A mail survey study was conducted in the fall of 2004 of a random sample of 245 and 246 internal medicine physicians who applied for or took a general certifying examination between 1980 and 1997 (older graduates) and between 1998 and 2003 (recent graduates), respectively, and a random sample of 248 and 247 pediatricians who applied for or took a general certifying examination between 1980 and 1997 (older graduates) and between 1998 and 2003 (recent graduates). Analyses compared results from a recent, similar survey of medicine-pediatric physicians.
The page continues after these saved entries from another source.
PR #677, opened 2017-04-28
Db 1681 fabs validate zip codes

alburde1:
Validate whether zip codes provided for FABS! files are real zip codes or not.

Includes a script to read in USPS data from S3 (or local folders) to create a table of zips (it's SO BIG). The script will need to be run before the validation works 

Technical Release Notes:
- Created a new table and updated a couple old ones
- New SQL rules
- New script that needs to be run using `python readZips.py ` from the dataactcore/scripts folder (for local testing purposes, the content in the sample file SHOULD be sufficient)
- updated config example (local users will need to update their config)


dataactcore/scripts/readZips.py
```diff
@@ -0,0 +1,136 @@
...
+        base_path = os.path.join(CONFIG_BROKER["path"], "dataactvalidator", "config", CONFIG_BROKER["zip_folder"])
+        file_list = [f for f in os.listdir(base_path)]
+        for file in file_list:
+            parse_zip4_file(open(os.path.join(base_path, file)), sess)
+
+    logger.info("Zipcode script complete")
+
+
+if __name__ == '__main__':
+    with create_app().app_context():
```
nmonga91: Since this script will be run on it's own, do we need to call `configure_logging`?

alburde1: This is probably a valid concern, I'll go add that

nmonga91:
Looks good, merging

Response rate for pediatricians was 78% and for internal medicine physicians was 64%. Categorically trained pediatricians were more likely than medicine-pediatrics-trained physicians to report that they were very well prepared to care for infants (65% vs 50%) but less likely well trained to care for adolescents (17% vs 45%). Categorically trained internal medicine residents were less likely to feel very well prepared to care for both adults and elders than their medicine-pediatrics-trained counterparts.
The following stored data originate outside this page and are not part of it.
PR #678, opened 2017-05-01
Db 1689 Active CFDA Program

kkuratsu:
**Acceptance Criteria:**
- The CFDA program information is loaded in from the CFDA ftp site at ftp://ftp.cfda.gov/usaspending/
- The CFDA program information is updated in the broker weekly
- CFDA_Number is a required field for all submissions and cannot be blank.
- CFDA_Number must be in ##.### format, where # represents a number from 0 to 9. (DB-1697 CFDA validations are forwards compatible with CFDA numbers that are XX.XXX or XXX.XXXX)
- For new assistance awards (ActionType = A), the CFDA_Number must be active as of the ActionDate. This does not apply to correction records (those with CorrectionLateDeleteIndicator = C).
- For existing assistance awards (ActionType = B, C, or D), the CFDA_Number need not be active as of the ActionDate, though a warning will be produced in this case. This does not apply to correction records (those with CorrectionLateDeleteIndicator = C).

**Technical changes:**
- Load cfda program information from ftp. New script that needs to be run using `python load_cfda.py `from the dataactcore/scripts folder.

Categorically trained pediatricians and internal medicine physicians believed that they were no better prepared to care for their patients than medicine-pediatrics-trained physicians. Regardless of their beliefs of their preparedness, medicine-pediatrics physicians in practice spend a significant majority of their time in the care of adults rather than children. Our findings indicate that this is not because of their perception of a lack of training or preparation in the care of children relative to categorically trained pediatricians. Other factors, including but not limited to patient demographic changes, reimbursement for care, and the job market, potentially play a significant role.
本研究的目的是比较分类儿科和内科住院医师培训项目毕业生与儿内科培训项目毕业生对临床准备情况的认知,以及这些认知在近期毕业生和年长毕业生中是否存在差异。
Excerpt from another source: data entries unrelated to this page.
PR #679, opened 2017-05-01
Db mk 1806 file upload check

kimminahm:
Added routes to reset the submission state

### DIFF
--- a/dataactbroker/handlers/fileHandler.py
+++ b/dataactbroker/handlers/fileHandler.py
@@ -1113,6 +1113,28 @@ class FileHandler:
 
         return JsonResponse.create(StatusCode.OK, {"message": "Success"})
 
+    def fail_validation(submission):
+        # update all validation jobs to "ready"
+        sess = GlobalDB.db().session
+        initial_file_types = [FILE_TYPE_DICT['appropriations'], FILE_TYPE_DICT['program_activity'],
+                              FILE_TYPE_DICT['award_financial']]
+
+        jobs = sess.query(Job).filter(Job.submission_id == submission.submission_id).all()
+
+        # set all jobs to their initial status of "waiting"
+        for job in jobs:
+            job.job_status_id = JOB_STATUS_DICT['waiting']
+
+        # update upload jobs to "running", only for files A, B, and C
+        upload_jobs = [job for job in jobs if job.job_type_id in [JOB_TYPE_DICT['file_upload']] and
+                       job.file_type_id in initial_file_types]
+
+        for job in upload_jobs:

2004年秋季进行了一项邮寄调查研究,分别随机抽取了245名和246名在1980年至1997年(年长毕业生)以及1998年至2003年(近期毕业生)期间申请或参加普通认证考试的内科医生,以及248名和247名在1980年至1997年(年长毕业生)以及1998年至2003年(近期毕业生)期间申请或参加普通认证考试的儿科医生。分析比较了近期一项针对儿内科医生的类似调查结果。
儿科医生的回复率为78%,内科医生的回复率为64%。接受分类培训的儿科医生比接受儿内科培训的医生更有可能报告他们为照顾婴儿做好了充分准备(65%对50%),但为照顾青少年做好充分培训的可能性较小(17%对45%)。接受分类培训的内科住院医师比接受儿内科培训的同行更不太可能觉得自己为照顾成人和老年人做好了充分准备。
接受分类培训的儿科医生和内科医生认为,他们在照顾患者方面并不比接受儿内科培训的医生准备得更好。无论他们对自己准备情况的看法如何,儿内科医生在实际工作中大部分时间都用于照顾成人而非儿童。我们的研究结果表明,这并非因为他们认为相对于接受分类培训的儿科医生,自己在照顾儿童方面缺乏培训或准备。其他因素,包括但不限于患者人口结构变化、医疗费用报销和就业市场,可能起到了重要作用。